Introduction
Overview
Confident AI offers end users and internal annotators to leave human annotations on traces, spans, and threads monitored. Confident AI provides a centralized place for even non-technical teams to:
- Annotate datasets
- Keep track of end user feedback
- Align metrics with human judgement
- Leave annotations for other stakeholders to internall review
Without real humans giving feedback to an LLM system, evals are no better than vibe-coding.
Human-in-the-loop is one of the most important workflows in an LLM evaluation pipeline. This is because LLM evals automate and scale human judgements, and not replaces them.
Two-Rating System
You can mix and match two rating systems on Confident AI:
Either 0 or 1, nothing else.
Ranges from 1 - 5, inclusive.
You’ll learn how to configure both rating systems via the Evals API or UI in the following sections.

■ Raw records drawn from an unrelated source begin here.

PR #50, opened 2017-12-30
[RFC] enforce `main: fn() -> !`

japaric:
Now that the `Termination` trait has been implemented (cf. rust-lang/rust#46479) we can narrow down
the return type of `main` to be one of the types that implements the `Termination` trait.

This RFC proposes *only* implementing `Termination` for the never type (`!`) -- currently
`Termination` is only implemented for the unit type (`()`). With this change all programs that link
to `cortex-m-rt` are forced to set the signature of `main` to be `fn() -> !`.  The rationale here is
that a divergent (never ending) function better matches the logic of microcontroller programs.

When the change is implemented the user will be forced to make `main` into a divergent function.

This won't work:

``` rust
#![feature(termination_trait)]
#![no_std]

fn main() {}
//~^ error: the trait `cortex_m_rt::lang_items::Termination` is not implemented for `()`
```

Whereas this would works:

``` rust
#![feature(termination_trait)]
#![no_std]

fn main() -> ! {
    loop {}
}
```

### Drawbacks

Diagnostics for the `Termination` feature are rather bad at the moment. If this change is
implemented and you write a program where `main: fn()` but forget to add the
`#![feature(termination_trait)]` feature gate you get an unhelpful *linker* error:

``` rust
#![no_std]

fn main() {}
```

``` console
$ xargo build
(..)
  = note: /home/japaric/tmp/cortex-m-quickstart/target/thumbv7m-none-eabi/debug/deps/cortex_m_quickstart-0f691e4b3fe1bbf7.cortex_m_quickstart.rcgu.o: In function `main':
          cortex_m_quickstart-fd49a734b68c9115d8712982b4fdc764.rs:(.text.main+0x36): undefined reference to `cortex_m_rt::lang_items::start'
```

cc @pftbest

### DIFF
--- a/Cargo.toml
+++ b/Cargo.toml
@@ -7,7 +7,7 @@ keywords = ["arm", "cortex-m", "runtime", "startup"]
 license = "MIT OR Apache-2.0"
 name = "cortex-m-rt"
 repository = "https://github.com/japaric/cortex-m-rt"
-version = "0.3.8"
+version = "0.4.0"
 
 [dependencies]
 cortex-m = "0.3.0"
--- a/src/lang_items.rs
+++ b/src/lang_items.rs
@@ -38,7 +38,7 @@ pub trait Termination {
     fn report(self) -> i32;
 }
 
-impl Termination for () {
+impl Termination for ! {
     fn report(self) -> i32 {
         0
     }
--- a/src/lib.rs
+++ b/src/lib.rs
@@ -287,6 +287,7 @@
 #![feature(lang_items)]
 #![feature(linkage)]
 #![feature(naked_functions)]
+#![feature(never_type)]
 #![feature(used)]
 #![no_std]
 
@@ -307,8 +308,10 @@ use cortex_m::exception::ExceptionFrame;
 
 extern "C" {
     // NOTE `rustc` forces this signature on us. See `src/lang_items.rs`
+    // NOTE the return type can only be the never type (`!`) because that's the only type that
+    // implements the `Termination` trait
     #[cfg(target_arch = "arm")]
-    fn main(argc: isize, argv: *const *const u8) -> isize;
+    fn main(argc: isize, argv: *const *const u8) -> !;
 
     // Boundaries of the .bss section
     static mut _ebss: u32;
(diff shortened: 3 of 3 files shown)


pftbest:
This change seems logical, and I like it, but I'm not very happy about adding one more `#![feature]` to the user's code. It's one more roadblock on the path to stabilization. But maybe it will be stable soon, because it's a very popular feature.

Also I found one more error message that is not very helpful:
```Rust
fn main() -> ! {
    while true {
    }
}
```
```
error[E0308]: mismatched types
 --> <source>:2:5
  |
1 |   fn main() -> ! {
  |                - expected `!` because of return type
2 | /     while true {
3 | |     }
  | |_____^ expected !, found ()
  |
  = note: expected type `!`
             found type `()`
```

japaric:
> I'm not very happy about adding one more #![feature] to the user's code.

Me neither. I wish the diagnostics for forgetting the feature gate were better. We can always wait until the feature gets stabilized.

> Also I found one more error message that is not very helpful:

That seems unrelated to the termination trait. You get the same error with any other function:

``` rust
fn foo() -> ! {
    while true {}
    //^ error: expected !, found ()
}
```

I think the compiler doesn't check the `while` condition to pick the return type accordingly. That may be related to const eval; for instance should this one work (be interpreted as `!`): `let cond = true; while cond {}`? what about this one: `const COND: bool = true; while COND {}`?

pftbest:
@japaric  sorry, I didn't mean to say that `while cond {}` should be evaluated at compile time, I just noticed a missing warning.

When you write this code:
```Rust
fn main() {
    while true {
    }
}
```
You get a nice warning that suggests using `loop` instead:
```
warning: denote infinite loops with `loop { ... }`
 --> <source>:3:5
  |
3 |     while true {
  |     ^^^^^^^^^^ help: use `loop`
  |
  = note: #[warn(while_true)] on by default
```

But when you have a diverging function, you don't see such message.

japaric:
Oh, OK. That sounds like it might be worth to report in rust-lang/rust?

japaric:
This has been done. The `entry!` requires the entry point to be a divergent function.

Two Ways to Leave Annotations
There are two ways to leave annotations on Confident AI:
- Must be sent through Evals API
- Python and Typescript DeepEval available
Suitable for: Those with custom feedback collection UIs that are user facing
- Can only be left on the UI
- Available on traces, spans, and threads
Suitable for: Internal domain experts, QA teams, PMs, that need to surface judgements to stakeholders
Single vs Multi-Turn
Single-turn annotation refers to an annotation that is left on a trace or span, while multi-turn refers to annotations on a thread. The only difference between a single and multi-turn annotation is single-turn annotation accepts an optional expected output, while a multi-turn one accepts an optional expected outcome.